Aye, that's the rub moving tentatively from the old-fashioned manual manner of achieving the big O to electronic contraptions as a way of relieving pent-up repressions and hysteria in patients (mostly, but not exclusively, women). Here, as practiced in upstate Saratoga Springs of the 1880s when characters still marvel at being able to turn on and off the electric light, Rube Goldberg could be in charge.
In truth, his name is Dr. Givings, an earnest scientist who treats the tightly-wound of both genders with the appropriate his-or-her vibrator in his office, or "operating theatre," while in the adjacent parlor his wife knits and frets over his love of work.
This becomes, in time, the tale of the sex-therapist's wife. Not only does she begin to feel shut out of her husband's life, a wet-nurse must be brought in for their new baby.
"I want to confuse people, keep them on their toes," she laughed later at the after-party held conveniently across the street from the theatre in the Millennium Hotel.
"I do get to sing a little bit in this, but I am trying to stretch my wings and my creative muscles because I want to do this forever musicals, straight plays, theatre, film, all of it. I don't want to be in a box. I feel like I've really learned and grown as a performer through this process which is why I did it. I enjoyed every minute of it."

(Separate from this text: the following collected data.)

PR #80, opened 2021-12-05
Per variable plotting options via YAML file

brianpm:
This PR is a first draft to allow the capability to set plotting options/defaults on a per variable basis. 

The options are provided in a YAML file, and as a first try, I put a file into `lib`. This file is used as the default if the `config_file` contains `use_defaults: true` in the basic info dict. As an option, the user could also use an alternate file by supplying a path in `defaults_file`.

Whichever defaults file is being used, it is read in the `__init__` method of the `AdfDiag` class. The entire YAML file is then provided as an attribute of the AdfDiag object. I called it `variable_defaults`.

Then it is up to the plotting routines to make use of these however they want. 

As an example, I modified `global_latlon_map.py` to look for the defaults. To do it, I converted the module's only function to use the new ADF api, so the function signature is now: `global_latlon_map(adfobj)`. 

The whole defaults file is available, and is put into a dict called `res`:
```
res = adfobj.variable_defaults
```
Then when looping through the variables, it checks whether that variable is specified in `res`:
```
if var in res:
    vres = res[var]
else:
    vres = {}
```
And that dictionary is then used in two ways. First, the data is converted to specified units using a `scale` and `add_offset` options along with a `new_units` string. Second, the dictionary `vres` is sent into `plot_map_and_save` as a keyword dictionary (i.e., `pf.plot_map_and_save(plot_name, mseasons[s], oseasons[s], dseasons[s], **vres)`). 

Finally, I modified `plot_map_and_save` to use some of the entries in `vres`. For this example, I worked on specifying the colormap and contour levels for both the mean plots and the difference. 

I built in an extra feature to pass matplotlib keyword arguments based on the matplotlib function. I don't expect this to be used much, but might be useful for generalizing some of the functions in `plotting_functions`. 

This is a first try at this, so I expect that we'll need to iterate. I also hadn't planned on doing anything to `AdfDiag` yet, but it seemed like that was going to be easier than having a separate way to get the file contents into the functions. @nusbaume  might want to take a look and see if I'm doing any major damage in there. @andrewgettelman said he might be able to work on expanding to some of the other functions.


lib/plotting_functions.py
```diff
@@ -121,49 +149,89 @@ def plot_map_and_save(wks, mdlfld, obsfld, diffld, **kwargs):
...
+    # Difference options -- Check in kwargs for colormap and levels
+    if "diff_colormap" in kwargs:
+        cmapdiff = kwargs["diff_colormap"]
+    else:
+        cmapdiff = 'coolwarm'
+    
+    if "diff_contour_levels" in kwargs:
+        levelsdiff = kwargs["diff_contour_levels"]  # a list of explicit contour levels
+    elif "diff_contour_range" in kwargs:
+            assert len(kwargs['diff_contour_range']) == 3  # start, stop, step
```
nusbaume, line 191: It would be good to put an assert failure message here like `'diff_contour_levels' must have exactly three values.`

lib/plotting_functions.py
```diff
@@ -121,49 +149,89 @@ def plot_map_and_save(wks, mdlfld, obsfld, diffld, **kwargs):
...
+
         if i == len(wrap_fields)-1:
-            levels = levelsd #Using 'levels=12' casued len() error in mpl. -JN
-            #Only use "vcenter" if "matplotlib" version is greater than 2:
-            if(mplv > 2):
-                norm = normfunc(vmin=-1*absmaxdif, vcenter=0., vmax=absmaxdif)
-            else:
-                norm = normfunc(vmin=-1*absmaxdif, vmax=absmaxdif)
-            cmap = 'coolwarm'
+            levels = levelsdiff #Using 'levels=12' casued len() error in mpl. -JN
```
nusbaume, line 222: We can probably remove my comment here, as it clearly seems to be working now.

scripts/plotting/global_latlon_map.py
```diff
@@ -44,6 +47,43 @@ def global_latlon_map(adf):
...
+    if compare_obs: 
+        data_name = "obs"  # does not get used, is just here as a placemarker
+        data_list = adfobj.read_config_var("obs_type_list")  # Double caution!
+        data_loc = basic_info_dict['obs_climo_loc']
+
+    else:
+        data_info_dict = adfobj.read_config_var("diag_cam_baseline_climo") 
+        data_name = data_info_dict["cam_case_name"] # does not get used, is just here as a placemarker
+        data_list = [data_name] # gets used as just the name to search for climo files HAS TO BE LIST
+        data_loc = data_info_dict["cam_climo_loc"]
```
nusbaume, line 76: All of this is already done below (likely brought in when you merged in main), so this whole code section can be deleted (except for possibly grabbing the `basic_info_dict` which is needed for `plot_type`).

nusbaume (changes requested):
Thanks for tackling this @brianpm !  The implementation looks good to me, although I do have some general clean-up requests.

Also, if you would like me to manage these requests just let me know and I can push the relevant changes to your branch.  Thanks!

.gitignore
```diff
@@ -6,3 +6,110 @@
...
+
+# pyflow
+__pypackages__/
+
+# Environment
+.env
+.venv
+env/
+venv/
+ENV/
```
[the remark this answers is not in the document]
brianpm: Yes, sorry about that... I grabbed a generic gitignore to deal with my own issues; I'll clean this up.

lib/adf_variable_defaults.yaml
```diff
@@ -0,0 +1,26 @@
...
+  contour_levels_range: [980, 1052, 4]
+  diff_colormap: "PuOr_r"
+  diff_contour_range: [-15, 15, 1]
+  scale_factor: 0.01
+  add_offset: 0
+  new_unit: "hPa"
+
+PS:
+  colormap: "Oranges"
+  contour_levels_range: [980, 1052, 4]
```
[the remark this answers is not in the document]
brianpm: That's very true! I'll change this range to better see Antarctica etc.

lib/plotting_functions.py
brianpm: I'm removing it, but we should check on setting an integer number of levels that are automatically selected by mpl.

scripts/plotting/global_latlon_map.py
brianpm: @nusbaume -- Yeah, I think something weird is going on with this. I think the merge did things that I didn't expect. I'll need to take a closer look, and maybe touch base with you later to make sure I merge things correctly.

andrewgettelman:
@brianpm, I'm trying to run this and don't see the plots having the right modified units, etc. My version does not seem to be picking up the 'vres' correctly? What have I done wrong? I'm pretty sure I'm executing the right code, and have wiped all my plotting directories so they are being rebuilt. Maybe something to do tomorrow during the hackathon...

andrewgettelman:
This does not seem to be satisified for me:
`        
if var in res:
            vres = res[var]
`
But I'm not sure how to debug it from here.

scripts/plotting/global_latlon_map.py
```diff
@@ -44,6 +47,43 @@ def global_latlon_map(adf):
...
+    # Use ADF api to get all necessary information
+    #
+    var_list = adfobj.read_config_var("diag_var_list")
+    basic_info_dict = adfobj.read_config_var("diag_basic_info")
+    plot_location = basic_info_dict["cam_diag_plot_loc"]
+    compare_obs = basic_info_dict["compare_obs"]
+
+    case_info_dict = adfobj.read_config_var("diag_cam_climo")
+    case_name = case_info_dict["cam_case_name"]
+    model_rgrid_loc = case_info_dict["cam_regrid_loc"]
```
andrewgettelman, line 61: In order to run it needs to look like this:
   
 model_rgrid_loc = adfobj.get_basic_info("cam_regrid_loc", required=True)

andrewgettelman, line 61: In order to run, it needs to look like this:

    model_rgrid_loc = adfobj.get_basic_info("cam_regrid_loc", required=True)

andrewgettelman (changes requested):
There are also a few instances of `adf.` as the object that should be `adfobj.`

andrewgettelman:
Got it working. Seems like it works well. 

I've also added 2 more variables and adjusted PSL....
[adf_variable_defaults.yaml.txt](https://github.com/NCAR/ADF/files/7663751/adf_variable_defaults.yaml.txt)
.

It's a yaml file, but had to call it .txt to embed it.

andrewgettelman:
Sample..
TGCLDLWP_ANN_LatLon_Mean
..

andrewgettelman:
Also, I tried to propagate 'units' to the colorbar through the plot_map_and_save routine in plotting_functions.py, but had some trouble in extending the 'mpi:' part and figuring out dictionaries....maybe a hackathon issue for tomorrow.

scripts/plotting/global_latlon_map.py
nusbaume: @brianpm I think in this case the issue can be remedied fairly easily (it looks like the merge put the conflicting code section just below yours).  I can go ahead and open a PR to the branch on your fork with the relevant fixes tonight (it will also give me a chance to test this new feature myself).

config_cam_baseline_example.yaml
```diff
@@ -79,6 +79,15 @@ diag_basic_info:
     #Location where diagnostic plots are stored:
     cam_diag_plot_loc: /some/where/you/want/to/have/diag_plots #MUST EDIT!
 
+    #Use default variable plot settings?
+    #If "true", then variable-specific plotting attributes as defined in
+    #ADF/lib/adf_variable_defaults.yaml will be used:
+    use_defaults: false
```
nusbaume, line 85: @brianpm can you change this value to `true` as requested by @andrewgettelman (unless you have a reason not to)?  Once that change has been made I'll go ahead and merge it.

nusbaume (approved):
Looks good to me!  Just one last minor change (after which I'll get this merged).

config_cam_baseline_example.yaml
brianpm: Yeah, just pushed this.

nusbaume:
Great, thanks for all the work @brianpm!

PR #85, opened 2021-12-07
Fixed map_plot_and_save attributes passing and example

### LINKED ISSUE #84: Fix a problem with passing plotting attributes in plotting_functions.py
### ADF run type

Model vs. Model

### What happened?

For the plot_map_and_save function in plotting_functions.py, the 'mpl' (MatPlotLib) passing attributes functionality was not properly initialized. This is corrected in this PR, and an example of adding labels for units to the colorbar in the map plots is illustrated in adf_variable_defaults. 

### ADF Hash you are using

35c75be

CISL machine

NPL (CISL machines only)

### Extra info

Borderline between bug fix and a feature (only hit if feature is enabled)

andrewgettelman:
This Closes #84 

I modified the plotting_functions.py code for the map_plot_and_save to fix an error in being able to assign matplotlib (mpl) attributes. This is implemented with a sample label on the colorbar for a particular variable.

It fixes a bug. Not an ideal solution (would be better to perhaps pass units for any variable? But this is needed for the mpl functionality to work....

### DIFF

Mrs. Givings is a role that gives her a shot at comedy and drama, sometimes simultaneously given the awkward tentativeness of Victorian sex investigations. "I think it's a dramedy. I think it's very funny, but I ultimately think it's very moving.
"I love her innocence, her optimism. I love her ability to meet people and instantly want to be friends with them. She sees the good in them. And I love to be able to take her on a journey where she too learns and grows and where she has to go through a series of so many different emotions. I did a lot of trying different things during previews erring on one side and then the other side in order to try to find a balance of her. For me, this experience has been very rewarding and exhausting."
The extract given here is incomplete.